Advisers have dismissed the government’s idea of a superfund for defined benefit (DB) pension schemes on fears over shared liabilities between multiple employers.

In February the Department for Work and Pensions (DWP) revealed its plan for a “superfund” that would see multiple employers pool their DB pension commitments into one all-encompassing fund to give smaller schemes economies of scale.

The DWP’s green paper on DB schemes did note that such a fund would have to be a voluntary initiative, rather than a government run structure.

But advisers have voiced concerns that such a superfund would blur the lines between the liabilities of individual employers.

Scott Gallacher, chartered financial planner at Rowley Turton Private Wealth Management, said that he was “very sceptical” of the idea of a superfund as details over how liability would be divided between employers would be a key concern.

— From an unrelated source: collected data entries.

PR #1547, opened 2026-08-17
fix(settings): evict a settings batch's cache keys as one step

### LINKED ISSUE #1543: PersistentConfig evicts cache keys one at a time, so paired settings have a mismatch window after commit
`PersistentConfig` invalidates one cache key at a time, so any two settings that must agree have a window where a reader sees one new value and one old one.

`update_settings` commits the whole batch in one transaction, then loops:

```python
for key, value in validated_settings.items():
    await registry_map[key].apply_side_effects(value)   # -> await cache.delete(f"config:{key}")
```

Each `apply_side_effects` awaits its own `cache.delete`. A reader landing between two of them gets the new value for the evicted key (cache miss, DB read) beside the old value for a key not yet evicted (cache hit). `embedding_model` / `embedding_dims` is the pair where that is known to matter, but nothing about the mechanism is specific to them.

Found by review on #1538, which made the *database* write atomic for that pair. The database half is fixed; this is the cache half.

## Measured

Instrumented `cache.delete` to run a reader on a separate session immediately after each eviction, with both entries warmed to the old pair first:

```
cache provider = InMemoryCacheProvider
warmed cache: model='cache-win-a' dims=1536
PUT /settings/ {"embedding_model": "cache-win-b"}  -> 200

after delete(config:embedding_model): model='cache-win-b' dims=1536   <-- MISMATCHED PAIR
after delete(config:embedding_dims):  model='cache-win-b' dims=768
```

Reachable, and it is the same mismatched pair #1529 was about, one layer up.

**Window width, and it amplifies.** `embedding_dims` is evicted *last* on the auto-detect path, because `update_settings` appends the detected width to `validated_settings` after the validation loop. Every other key in the same PUT therefore adds one eviction to the window:

| request | evictions between the two | window (in-memory cache) |
|---|---|---|
| `embedding_model` alone | 0 | **1.8 us** |
| `embedding_model` + 4 other settings | 4 | **40.0 us** |

Those numbers are a floor. `InMemoryCacheProvider.delete` is a dict pop; with `REDIS_URL` set, every one of those is a Valkey round-trip, so a realistic production window is roughly one round-trip for a model-only save and N round-trips for an N-key save. Sub-millisecond to a few milliseconds, versus the 30s+ provider call that made the original #1529 window dangerous.

## Why ordering alone cannot fix it

Swapping the eviction order mismatches the other way: the reader gets the old model beside the new width instead. Both are pairs that never existed in any configuration, and both are rejected by the provider. There is no order of two independent evictions that has no gap between them.

Evicting *before* the commit is also wrong, and worse: a concurrent reader repopulates the cache with the pre-commit value, which is the hazard fix #430 codex r3 documented when it moved side effects to after the commit.

## Real options, with costs

1. **`delete_many` on `CacheProvider`.** Valkey's `DEL` is variadic and atomic, so `DEL config:embedding_model config:embedding_dims` in one command has no gap. Cheapest complete fix, but it touches the `CacheProvider` protocol, both implementations (`redis.py`, `memory.py`), the tenant wrapper, and splits `apply_side_effects` (whose per-key `_on_change` hooks and `_update_sync_cache` warm still have to run individually). Note `delete_pattern` is **not** a shortcut: `redis.py` implements it as `scan_iter` plus a per-key `delete`, so it is both non-atomic and wider than what we have now.
2. **One cache entry holding the pair.** Removes the question rather than answering it, but changes the key model and every reader of either value.
3. **Generation/version stamp that readers check.** Correct for any number of keys, and the largest change: it touches `PersistentConfig.get()` for every key in the registry.

All three are changes to `PersistentConfig` or the cache contract generally, affecting every setting rather than these two, which is why #1538 does not carry them.

A cheap interim that is **not** a fix: evict the embedding pair adjacently (or first) in the `update_settings` loop. That removes the amplification in the table above but leaves the one-round-trip gap. Recorded here as a decision, not a recommendation, because a partial mitigation in the generic loop reads as "handled" when it is not.

## Severity, honestly

Lower than the bug it descends from, and the difference is the reason #1529 was worth an atomic publish while this can wait:

- **Transient, not durable.** The original window was a committed state that lasted for a provider call and returned the same mismatched pair on every read. This one closes microseconds later when the pending `delete` lands, and self-heals without intervention.
- **Loud, not silent.** A provider handed model B with model A's width rejects the call. The result is a failed request that succeeds on retry, not a wrong answer.
- **The destructive path is already guarded.** `backfill_embeddings(force=True)` resolves the pair once via `_snapshot_embedding_config` and then proves a real vector with `_preflight_embedding` *before* its DELETE (#1519). A force backfill that reads a mismatched pair in this window aborts with nothing deleted, so the "full coverage becomes zero coverage" outcome is covered while this issue is open.

The one genuinely silent consequence: `generate_and_store_embedding` catches provider errors and returns `False`, so a record ingested precisely inside the window gets no vector until the next backfill. Self-correcting, but it does not announce itself.

## Not just the embedding pair

Any two settings a reader combines have this window. The embedding pair is where it was noticed because those two values are consumed together on every embedding call. Worth a sweep for other pairs when this is picked up, rather than fixing only the one that was reported.

ishiland:
Closes #1543.

## The window

`update_settings` commits the whole batch, then invalidates each key's cache entry one at a time. Between the first and last eviction a reader resolves the already-evicted keys from the committed row and the rest from the still-warm cache, so it sees a pair of settings that was never committed together. Measured at 1.8µs for an in-memory model-only save and 40µs at four keys in one PUT; on Valkey every eviction is a network round-trip, so it is materially wider there.

The embedding model/dimensions pair is what surfaced it, but the window belongs to `PersistentConfig`, so the tests use an unrelated pair to say so.

## What changed

A variadic `delete_many` on the `CacheProvider` contract, with the batch writers going through a new `apply_side_effects_batch`. Both provider paths are made atomic by the same change, which is what made this the smallest option that works:

- Valkey: `DEL k1 k2 ...` is one command, a single round-trip no client can observe half-applied. `delete_pattern` is not a shortcut here. It is `scan_iter` plus per-key deletes, so it is non-atomic *and* wider than the caller asked for.
- In memory: the pops run with no await between them, so nothing can be scheduled mid-batch.

The process-local half of `apply_side_effects` (the `_on_change` hook, the sync rate-limit warm, the public-URL memo clear) moved into a synchronous `_apply_local_side_effects` for the same reason: no await, no interleaving.

Four call sites: `PUT /settings`, `POST /settings/reset`, config import, and the embedding rebuild-failure rollback. That last one arrived with #1538 while this branch was open; it commits both halves of the pair in one transaction and then evicted their two keys in sequence, putting the mismatched pair back into readable state on the way out of a rollback that exists to prevent it.

## Two fixes that look right and are not

Reordering the deletes mismatches the other way.

Evicting before the commit is worse. A concurrent reader repopulates the cache with the pre-commit value, and that entry then lives its full 30s TTL instead of being transient.

## Scope, and what is still open

This makes the **writer** atomic. It does not make a **reader** atomic. A caller resolving two keys with two `get()` calls samples at two different instants and can straddle the whole commit-then-evict step, seeing one key's new value beside another's old one. That residual is reachable on Valkey, where every `cache.get` yields, and it is why `generate_embeddings`, `resolve_runtime_config` and `probe.py` all still read the pair with two separate awaits. No writer-side change can close it; the reader has to resolve the set in one operation.

### Which half of #1539's endpoint residue this closes

#1539 makes the backfill gate read the embedding model and dimensions uncached and leaves the endpoint cached, because the only path to the endpoint is `EmbeddingProviderExtension.resolve_runtime_config` (`backend/app/platform/extensions/protocols.py:371`), which has no uncached variant. The shipped implementation reads `EMBEDDING_BASE_URL` and `OPENAI_BASE_URL` through `PersistentConfig.get` (`backend/app/platform/extensions/defaults_ai_openai.py:435-438`). #1543 is that residue's named owner, so to be exact about the split:

**Closed here: the eviction span.** A PUT changing `embedding_base_url` alongside `embedding_model` used to evict the two keys in sequence. For the length of that span the gate paired an uncached (therefore already-new) model with a base URL still served from a cache entry the writer had committed past. That span is now zero. At any instant the endpoint entry is either present and pre-commit, or absent.

**Not closed here, and not closable by an eviction fix.** The dominant exposure is the 30s `_CACHE_TTL`, which is not an eviction problem. An uncached read is always current; a cached one may lag it by a full TTL however atomically the entry was evicted, because the next reader is free to repopulate. The stale-repopulation race behaves the same way: a reader whose DB read landed pre-commit writes that value back after the eviction, and it then lives its full TTL. Only reading the endpoint uncached closes either, and that needs `EmbeddingProviderExtension` widened. That is a protocol change and belongs in its own issue, not here.

`_capture_embedding_config` in `backend/app/processing/embeddings/backfill.py` defends against the general reader straddle per-caller, by reading the pair twice and comparing. `get_uncached` is the other per-key opt-out. #1539's uncached reads are untouched and still needed.

## Tests

`backend/tests/test_persistent_config_batch_eviction_1543.py`. The window is microseconds wide, so racing for it is a coin flip; the tests drive it instead. A probe cache wraps the live provider and suspends the writer inside the eviction, which is where a real Valkey round-trip suspends it, then reads the pair at that exact point through the real `PersistentConfig.get` on a separate session.

Restoring the per-key eviction turns both endpoint tests red:

```
E  AssertionError: a reader inside the eviction saw a pair that was never committed
   together: [('anthropic', 'claude-old-model'), ('openai_compatible', 'claude-old-model')]
E  AssertionError: a reader inside the reset's eviction saw a mix of overridden and
   default values: [('anthropic', 'claude-old-model'), ('openai_compatible', 'claude-old-model')]
```

Each test also asserts the probe actually ran (otherwise it proves nothing) and that the new pair is visible afterwards (otherwise "never evict anything" would pass). Four provider-level tests cover the `delete_many` contract: one variadic DEL against fakeredis, the empty-batch guard (`DEL` with no arguments is a protocol error), the circuit-open fallback, and the in-memory path driven by hand to show it never suspends.

## Verification

- `uv run pytest tests/test_layering.py -q` — 47 passed (two ratchets raised: `persistent_config.py` enters `_MODULE_LOC_CAPS` at 1007 having crossed the 1000-line inclusion threshold, `config_ops/service.py` 1201 → 1207)
- `uv run pytest tests/test_persistent_config_batch_eviction_1543.py tests/test_settings_router.py tests/test_persistent_config.py tests/test_cache.py tests/test_config_ops_unit.py tests/test_config_ops.py tests/test_settings_admin.py -q` — 189 passed
- New file run three times with random ordering and once under `-n 4`: stable

https://claude.ai/code/session_01UM7M9D4sWb23hzNeCHQnyB

### DIFF
--- a/backend/app/core/persistent_config.py
+++ b/backend/app/core/persistent_config.py
@@ -10,6 +10,7 @@ from __future__ import annotations
 import logging
 import time
 import uuid
+from collections.abc import Sequence
 from typing import Any, Generic, TypeVar, cast
 
 import structlog
@@ -269,15 +270,20 @@ class PersistentConfig(Generic[T]):
     async def apply_side_effects(self, value: T) -> None:
         """Post-commit cache invalidation + runtime hooks for a value change.
 
-        Called automatically by set()/reset() when they own the commit; callers
-        batching with ``commit=False`` invoke this per key AFTER their terminal
-        commit (fix #430 codex r3 — never before, see set() above).
+        Called automatically by set()/reset() when they own the commit. A caller
+        batching with ``commit=False`` must NOT loop over this per key — use
+        ``apply_side_effects_batch`` after its terminal commit, which evicts the
+        whole batch in one step (fix #1543) and never before the commit
+        (fix #430 codex r3, see set() above).
         """
-        # Invalidate cache
-        cache = _get_cache_safe()
-        if cache is not None:
-            await cache.delete(f"{_CACHE_PREFIX}{self.key}")
+        await apply_side_effects_batch([(self, value)])
 
+    def _apply_local_side_effects(self, value: T) -> None:
+        """The process-local half of apply_side_effects.
+
+        Deliberately synchronous: this runs once per key of a batch, and having
+        no await in it is what keeps a whole batch's worth uninterleavable.
+        """
         # BUG-025: the public-URL keys are also memoized in a separate 60s
         # module cache in public_urls. Clear it so the new value is reflected
         # immediately (PUT response, tile-config, OGC self-links, share links).
@@ -361,6 +367,51 @@ class PersistentConfig(Generic[T]):
             "basemap_proxy_rate_limit",
         ):
             _sync_rate_limit_cache[self.key] = (value, time.monotonic())
+
+
+# ---------------------------------------------------------------------------
+# Batched post-commit side effects
+# ---------------------------------------------------------------------------
+
+
+async def apply_side_effects_batch(
+    items: Sequence[tuple[PersistentConfig[Any], Any]],
+) -> None:
+    """Apply the post-commit side effects of a whole settings batch at once.
+
+    fix(#1543): the per-key loop this replaces evicted ``config:`` entries one
+    at a time. Between the first and last eviction the cache held the new value
+    for the keys already evicted (``get`` falls through to the committed row)
+    and the old value for the rest, so a concurrent reader could resolve a pair
+    of settings that was never committed together — the embedding
+    model/dimensions pair being the case that surfaced it. One ``delete_many``
+    collapses that span to nothing: a single variadic ``DEL`` on Valkey, an
+    await-free loop of pops in memory.
+
+    Ordering the deletes differently is not a fix (it mismatches the other way)
+    and evicting before the commit is worse (a concurrent reader repopulates
+    the cache with the pre-commit value, which then survives its full TTL
+    instead of being transient). Hence: commit first, then evict, as one step.
+
+    Everything after the eviction is synchronous by construction — see
+    ``_apply_local_side_effects``.
+
+    Scope, stated plainly: this makes the WRITER atomic. It does not make a
+    reader atomic. Callers that resolve two keys with two ``get`` calls take
+    their samples at two different instants and can still straddle this whole
+    step, seeing one key's committed-new value and another's cached-old one.
+    Closing that needs the reader to resolve the set in one operation;
+    ``get_uncached`` is the per-key opt-out available today (#1539).
+    """
+    if not items:
+        return
+
+    cache = _get_cache_safe()
+    if cache is not None:
+        await cache.delete_many(*(f"{_CACHE_PREFIX}{cfg.key}" for cfg, _ in items))
+
+    for cfg, value in items:
+        cfg._apply_local_side_effects(value)
 
 
 # ---------------------------------------------------------------------------
--- a/backend/app/core/persistent_config.py
+++ b/backend/app/core/persistent_config.py
@@ -402,6 +402,17 @@ async def apply_side_effects_batch(
     step, seeing one key's committed-new value and another's cached-old one.
     Closing that needs the reader to resolve the set in one operation;
     ``get_uncached`` is the per-key opt-out available today (#1539).
+
+    That distinction decides what this function does for #1539's residue. The
+    backfill gate reads model and dimensions uncached but takes its endpoint
+    from ``EmbeddingProviderExtension.resolve_runtime_config``, which has no
+    uncached variant, so the endpoint stays cached. What is fixed here is the
+    eviction span: a PUT changing ``embedding_base_url`` beside
+    ``embedding_model`` no longer serves a base URL the writer has committed
+    past. The larger exposure is untouched and is not an eviction problem —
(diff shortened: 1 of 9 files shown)


ishiland:
@codex review

ishiland:
@codex review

Mr Gallacher pointed to past problems with the Pensions Trust, a multi-employer final salary scheme, as when smaller employers wind up those employer’s DB liabilities have fallen on the remaining employers.

“This has arguable had the effect of forcing more pressure on the remaining employers to wind up due to an increased DB liability,” Mr Gallacher said.

Concerns have been raised that a DB superfund might risk a vicious circle of failing employers and increased liabilities, which could compound to force the fund to go bust.

Christopher Foster, partner at Pennines Independent Financial Advisers, said that he did not see how such a scheme could work as each would have a different liabilities, risk profiles, aims, investment priorities, and potential deficit and deficit reduction strategy.

He added that there are already pooled investment funds available to institutional investors, and if they can share resources such as actuaries then they should re-examine how they are deploying their staff resources.

“I can't understand what they gain that couldn't be gained either by more efficient management or better investment oversight.

“Of course, I expect somebody will push the idea and that somebody might make money from implementing it,” Mr Foster said.

Steven Cameron, pensions director at Aegon, said that while a superfund would offer smaller schemes economies of scale and likely some cost efficiencies, its would be difficult to incorporate different plans under one fund.

“There’s a real challenge in trying to bring together schemes that are different in size and in membership and run them as one.”

In order for a superfund to work Mr Cameron said that smaller schemes looking to join would have to meet certain standards before their liabilities would be taken on.

“I have some sympathy with the concept but the practicalities are highly questionable,” Mr Cameron said.